Sunscreen products aim to help protect the skin against UV-rays and consequently reduce the risk of early skin ageing and skin cancer. But it is well known that some sunscreens ingredients are photounstable, but this usually refers to irradiation with UV light. Under practical conditions, the sunscreen product is not only exposed to UVA/B-light, but also to visible light (VIS) and infrared light (IR). In fact, the spectrum of solar radiation is composed of 6.8 % UV, 38.9 % VIS and 54.3 % IR. This raises the question whether laboratory SPF testing should include (pre)irradiation with an artificial light source that mimics the total solar spectrum. To help address this issue we analyzed different sunscreens including the reference sunscreen formula S2 after UV irradiation compared to UV+VIS+IR radiation. Irradiation was performed with the Suntest CPS+ that is considered to closely mimic natural light. The following transmission measurements were performed with Labsphere’s UV-2000s device. The filter UG11, which absorbs much of visible and IR-light and the glass filter WG320 which effectively absorbs radiation of wavelengths less than 300 nm were used individually and in combination. Thus, in the latter case it complies with the latest ISO spectral irradiance standards for SPF in vivo testing. After Suntest CPS+ irradiation, the reference sunscreen formula S2 had a 95 % CL of 16.2 – 17.4, after IR+VIS-blocking the 95 % CL was 17.0 – 18.2, and after blocking short-wave radiation the 95 % CL was 18.3 – 19.9. BY filtering with UG11 and WG320 filter in combination a 95 % CL of 18.2 – 20.2 was achieved. The other tested sunscreens showed similar tendencies. Based on these data we can speculate that both short-waves and IR+VIS have an influence on the measured SPF. The influence of VIS and IR alone and the impact on the measured SPF in vivo should be object further investigations.
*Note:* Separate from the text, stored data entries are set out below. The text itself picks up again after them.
PR #288, opened 2023-05-26
add ifdef peripheral included

davideschiavone:


sw/applications/example_external_peripheral/main.c
```diff
@@ -25,6 +25,10 @@ plic_irq_id_t intr_num;
 int main(int argc, char *argv[])
 {
 
+#ifndef RV_PLIC_IS_INCLUDED
+  #pragma message ( "This app does NOT work as the RV_PLIC peripheral is not included" )
```
JoseCalero, line 29: I would output an error, so the app is not even compiled. If we do not have the PLIC for example, why do we want the app to be able to be compiled? so:
`#pragma error ( "This app does NOT work as the RV_PLIC peripheral is not included" )`
or
`#error ( "This app does NOT work as the RV_PLIC peripheral is not included" ) `
Both work

JoseCalero (changes requested):
let's avoid even the possibility to compile those

sw/applications/example_external_peripheral/main.c
JuanSapriza: We have to be careful with this or the CI might reject every push. We might need to compile for both targets and make a logic OR maybe?

davideschiavone: yes I kept it like this as otherwise the application does not end, maybe it is better to return 0 rather than -1 as indeed the CI may complain that application which is not supposed to run fail

JuanSapriza: Having talked with Jose we agree that an error would be a good solution.

davideschiavone: and what about the CI?

JoseCalero: so, we want the application to be able to run even though we do not have (for example) the PLIC included?

davideschiavone: no but the CI compiles anyway all the program and a future CI task may run all the applications, so we need to find a way that the CI does not report "errors" -

JuanSapriza: But if I push an application that requires a change in the `mcu_cfg.hjson` to compile, I think the CI should raise an error.

JoseCalero: unless i am missing something, I agree

davideschiavone: done @JuanSapriza @JoseCalero

davideschiavone:
the CI fails as discussed above, the PDM2PCM peripheral is not included, hence the error when trying to compile it - either we do not compile them all, or another solution is needed

JuanSapriza:
> the CI fails as discussed above, the PDM2PCM peripheral is not included, hence the error when trying to compile it - either we do not compile them all, or another solution is needed

I guess that the pcd2pcm is not included because a) it is not ready yet, or b) It a feature specific to a particular domain. 

If the case is a), I understand it should have its own branch, and not be pushed to main. 
If the case is b), maybe we should include it and add a step in the configuration of the project suggesting to go and disable whatever is not needed.

davideschiavone:
> > the CI fails as discussed above, the PDM2PCM peripheral is not included, hence the error when trying to compile it - either we do not compile them all, or another solution is needed
> 
> I guess that the pcd2pcm is not included because a) it is not ready yet, or b) It a feature specific to a particular domain.
> 
> If the case is a), I understand it should have its own branch, and not be pushed to main. If the case is b), maybe we should include it and add a step in the configuration of the project suggesting to go and disable whatever is not needed.

x-heep is configurable, so it allows to have or not a given peripheral by modifying the mcu-gen - so by default, the pdm2pcm is not included (for whatever reason) so being in the main branch is a must, so we need to find another solution

JoseCalero:
> > > the CI fails as discussed above, the PDM2PCM peripheral is not included, hence the error when trying to compile it - either we do not compile them all, or another solution is needed
> > 
> > 
> > I guess that the pcd2pcm is not included because a) it is not ready yet, or b) It a feature specific to a particular domain.
> > If the case is a), I understand it should have its own branch, and not be pushed to main. If the case is b), maybe we should include it and add a step in the configuration of the project suggesting to go and disable whatever is not needed.
> 
> x-heep is configurable, so it allows to have or not a given peripheral by modifying the mcu-gen - so by default, the pdm2pcm is not included (for whatever reason) so being in the main branch is a must, so we need to find another solution

Given that the PDM2PCM peripheral still needs some work I would come back then for the warnings implementations, just as a temporary solution (although the warning is gonna be 'lost' in the looong output of the CI). To avoid this type of problem in the future, there are different options/possibilities:

1. avoid merging peripherals/apps (whatever) that do not work/haven't been tested properly. (As the project gets bigger, this is gonna be challenging)
2. X-HEEP is configurable (e.g.: yes/no included peripherals), but if by default (main branch) we do not include a peripheral, maybe its application should be placed in another folder? (CI is gonna compile just the ones that are under the applications folder).
3. forget about 1 and 2, and just add warnings.

what do you think?

davideschiavone:
> > > > the CI fails as discussed above, the PDM2PCM peripheral is not included, hence the error when trying to compile it - either we do not compile them all, or another solution is needed
> > > 
> > > 
> > > I guess that the pcd2pcm is not included because a) it is not ready yet, or b) It a feature specific to a particular domain.
> > > If the case is a), I understand it should have its own branch, and not be pushed to main. If the case is b), maybe we should include it and add a step in the configuration of the project suggesting to go and disable whatever is not needed.
> > 
> > 
> > x-heep is configurable, so it allows to have or not a given peripheral by modifying the mcu-gen - so by default, the pdm2pcm is not included (for whatever reason) so being in the main branch is a must, so we need to find another solution
> 
> Given that the PDM2PCM peripheral still needs some work I would come back then for the warnings implementations, just as a temporary solution (although the warning is gonna be 'lost' in the looong output of the CI). To avoid this type of problem in the future, there are different options/possibilities:
> 
> 1. avoid merging peripherals/apps (whatever) that do not work/haven't been tested properly. (As the project gets bigger, this is gonna be challenging)
> 2. X-HEEP is configurable (e.g.: yes/no included peripherals), but if by default (main branch) we do not include a peripheral, maybe its application should be placed in another folder? (CI is gonna compile just the ones that are under the applications folder).
> 3. forget about 1 and 2, and just add warnings.
> 
> what do you think?

1. The test for the pdm2pcm peripheral works, it is just that the peripheral it is not included by default - so it can even be that another peripheral (say spi2) gets excluded for area reason, then we could come back to this problem anyway for apps that use the spi2

2. I do not like tbh

3. the error is ok - I think we should just have a CI_list.txt instead of compiling all the possible applications - this CI_list.txt should be carefully updated and maintained of course, but at least we check only what we want

JuanSapriza:
>     3. the error is ok - I think we should just have a CI_list.txt instead of compiling all the possible applications - this CI_list.txt should be carefully updated and maintained of course, but at least we check only what we want

What I dont like about this is that we will not be testing this app in the CI. If some change brakes it, we might not find out.

davideschiavone:
> > (Thinking out loud). One thing we could have is some sort of configuration/requirements-file per app. Before compiling we could check that file, compare to what is already generated and, if there is a difference, make mcu-gen with the proper configuration.
> 
> @davideschiavone Do you think this would be too much work? I think it would be the better option in the mid-term

It is easier if we enable all the peripherals by default and let others enable/disable them passing a different mcu.hjson file - which could also make sense to me (as we already did with the PADs) - shall we do this way?

davideschiavone:
> Could we add a parameter in the mcu-gen that determines which mcu-cfg to use? (`mcu_cfg_full.hjson` or `mcu_cfg_light.hjson`). By default we can grab the light one, but in the CI we can override this and always compile with the full version. This way, for the average user its transparent.
> 
> Furthermore, the full version could use the light one as base and just add some more components (as a form of patch)? (I might be delusional here)

actually is a good idea, but of I may, I would do an mcu_cfg_ci and and mcu_cfg. What do you think ?

JuanSapriza:
Indeed that's the easiest solution! 
The CI could be updated as:
```bash
sed 's/is_included: "no",/is_included: "yes",/' mcu_cfg.hjson
make mcu-gen
```
I will test in this branch. If everything goes fine, I can make a PR containing that change.

JoseCalero:
> Indeed that's the easiest solution! The CI could be updated as:
> 
> ```shell
> sed 's/is_included: "no",/is_included: "yes",/' -i mcu_cfg.hjson
> make mcu-gen
> ```
> 
> I tested this change in this PR by reverting the changes of the `CI_list.txt` and it works.
> 
> I made PR #293. Once merged this PR needs to revert those changes as well and then can be merged.

#293 was merged.

davideschiavone:
> > Indeed that's the easiest solution! The CI could be updated as:
> > ```shell
> > sed 's/is_included: "no",/is_included: "yes",/' -i mcu_cfg.hjson
> > make mcu-gen
> > ```
> > 
> > 
> >     
> >       
> >     
> > 
> >       
> >     
> > 
> >     
> >   
> > I tested this change in this PR by reverting the changes of the `CI_list.txt` and it works.
> > I made PR #293. Once merged this PR needs to revert those changes as well and then can be merged.
> 
> #293 was merged.

Merged back in this branch - I would say it is ready to be merged @JoseCalero @JuanSapriza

Semir Loncarevic, Norwegian Veterinary Institute
Authors: Loncarevic, S.; Hytterød S.; Wennberg A.C.; Delacroix, S.

The aim of the study was to establish dose response curves of the effect of disinfection by ultraviolet (UV) irradiance and chlorination towards P. perurans. Amoebae were exposed to UV radiation with both a low and a medium pressure UV lamps in collimated beam set-up and chlorination with different concentrations for varying periods of time. The subsequent morphology and growth characteristics of the amoebae cultures were monitored using visual observation and MPN methods. UV appeared to have significant effects showing both changes in morphology and the ability to reproduce. The experiments were done with different concentrations of amoebae cultures, a different UV-t and different temperatures. The experiments showed that amoebae were highly susceptible to UV treatment, and especially from medium pressure UV lamps. Some amoebae reduce their ability to reproduce even at the shortest UV exposure time (5 sec), both with low and medium pressure UV lamps (UV 254-doses of 4 and 2 mJ/cm2, respectively). The cells were destroyed at doses higher than 48 mJ/cm2 with medium pressure lamps. Furthermore, experiments showed that UV exposure induce acute damage and possibly kill the amoeba. However, surviving amoebae that were not killed by the low UV doses entered a viable, cultivable state, beginning to reproduce.